Tailored Cyclodextrin Pore Blocker Protects Mammalian Cells from Clostridium difficile Binary Toxin CDT

Some Clostridium difficile strains produce, in addition to toxins A and B, the binary toxin Clostridium difficile transferase (CDT), which ADP-ribosylates actin and may contribute to the hypervirulence of these strains. The separate binding and translocation component CDTb mediates transport of the enzyme component CDTa into mammalian target cells. CDTb binds to its receptor on the cell surface, CDTa assembles and CDTb/CDTa complexes are internalised. In acidic endosomes, CDTb mediates the delivery of CDTa into the cytosol, most likely by forming a translocation pore in endosomal membranes.
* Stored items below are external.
Issue #12296, opened 2019-04-21
Use k8s-triage-robot in lieu of fejta-bot for kubernetes issue/pr commenter jobs


nikhita:
Background: @fejta-bot automatically marks issues as stale/rotten and closes them if they don't have any activity for certain number of days. It is an unprivileged user and is not a member of any of the Kubernetes GitHub orgs.

While enabling fejta-bot automation across all Kubernetes GitHub orgs, it was suggested to rename it to something "official": https://groups.google.com/d/topic/kubernetes-dev/9ps8uNXJ10k/discussion

This issue is to track discussing renaming fejta-bot -  what to rename it as or if we should use another account entirely - and making sure that this is rolled out across orgs.

/sig contributor-experience
/sig testing
/cc @cblecker @fejta @spiffxp

fejta:
`serious-fejta-bot` with a grumpy cat partially converted into a robot for it's profile pic

nikhita:
/assign

Assigning it to myself to try to move this along in contribex

stevekuznetsov:
Any reason not to use one of the existing robots?

spiffxp:
We need prow to react to the comments posted by these jobs, so it can't be @k8s-ci-robot.  We could maybe use @k8s-github-robot, but I would prefer using a bot that has no privileges.

spiffxp:
You'll want to rename more than the account:
- https://testgrid.k8s.io/sig-testing-fejtabot
- https://github.com/kubernetes/test-infra/blob/master/config/jobs/kubernetes/test-infra/fejta-bot-periodics.yaml

Things @fejta-bot does:
- /lifecycle stale | /lifecycle rotten | /close
- /retest
- /check-cla
- comment that API review may be needed
- create github issues

Naming is hard, WDYT of either of these?
- @k8s-triage-robot
- @k8s-commenter-robot

chris-short:
k8s-cuddle-bot
k8s-repo-sanity-bot
k8s-triage-bot

justaugustus:
+1 to k8s-triage-[ro]bot!
Can probably dovetail with some of the stuff mentioned here: https://github.com/kubernetes/community/issues/3456

dims:
+1 to k8s-triage-bot

InAnimaTe:
fajita-bot

nikhita:
+1 to k8s-triage-robot. Since we have `-robot` suffixes for our other bot accounts, using `-robot` feels consistent.

[...]

PR #22992, opened 2021-07-22
config/jobs: add ci-k8s-triage-robot-testcomment

spiffxp:
Part of https://github.com/kubernetes/test-infra/issues/12296

Followup to use token added in https://github.com/kubernetes/k8s.io/pull/2389


spiffxp:
The intent is to have this leave a single comment on https://github.com/kubernetes/test-infra/issues/11402

PR #363, opened 2018-03-26
User/lize/sensor list updates

lvdheever:
Remove unused healthsub and healthcbf.
Use filter on enter through ng-keypress and setFilterOnEnter instead of making it a form and using submit - this re-instates the earlier scroll behaviour.


ofaletse:
Looks ok. Thanks for the change.

PR #365, opened 2018-03-29
Avoid unsubscribing some of the sensors when re-activating a subarray

ofaletse:
@ajoubertza please re-review

This is a fix that avoid unsubscribing sensors after re-activating.


ofaletse:
Yes, i normally wait for the a go-ahead from a reviewer. before I commit the dist folder code.

PR #370, opened 2018-04-18
Displaying icons on the legend

bxaia:
Added background colour on the icons for the legends.


ajoubertza:
@bxaia Can you please include a screenshot in the description showing the bit that has changed?

bxaia:
screen shot 2018-04-19 at 15 05 37

ajoubertza:
In the screenshot some of the receptors have white backgrounds.  Is that normal, or could it be related to the changes in this PR?  There are no white entries in the legend, which is why I ask.

lvdheever:
I've never seen white backgrounds - may be related to the changes.

bxaia:
screen shot 2018-04-20 at 12 56 05

I tried debugging the white space on the aggregate sensors for the time sync on Top by reverting my changes to the legend individually so I could see which one introduced the bug. But even after removing all of the changes I've made on the legend we still have the white background.
The sensors displaying white background are supposed to be unreachable which is a pinkish colour. 

I will log in a ticket for this bug as Ofaletse thinks it's something that would need extensive debugging as these are aggregate sensors.

lvdheever:
Please also check the other health views (Receptor, Custom & Config Health) if not yet done. Not sure if that detail made it into the split out "Legend" ticket.

bxaia:
@lvdheever I've checked all the other Health views, the legend changes are implemented there as well. However the white background is only on the Top Health

PR #371, opened 2018-04-18
Adding dist files for the commit on the kibana url time change

bxaia:
Adding dist files


ofaletse:
Yes you are right @lvdheever , I failed to pick that up. B may you please ```git add``` and ```git commit``` the two newly created untracked files in the dist folder.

We demonstrate that a seven-fold symmetrical positively charged β-cyclodextrin derivative, per-6-S-(3-aminomethyl)benzylthio-β-cyclodextrin, which was developed earlier as a potent inhibitor of the translocation pores of related binary toxins of Bacillus anthracis, Clostridium botulinum and Clostridium perfringens, protects cells from intoxication with CDT. The pore blocker did not interfere with the CDTa-catalyzed ADP-ribosylation of actin or toxin binding to Vero cells but inhibited the pH-dependent membrane translocation of CDTa into the cytosol. In conclusion, the cationic β-cyclodextrin could serve as the lead compound in a development of novel pharmacological strategies against the CDT-producing strains of C. difficile.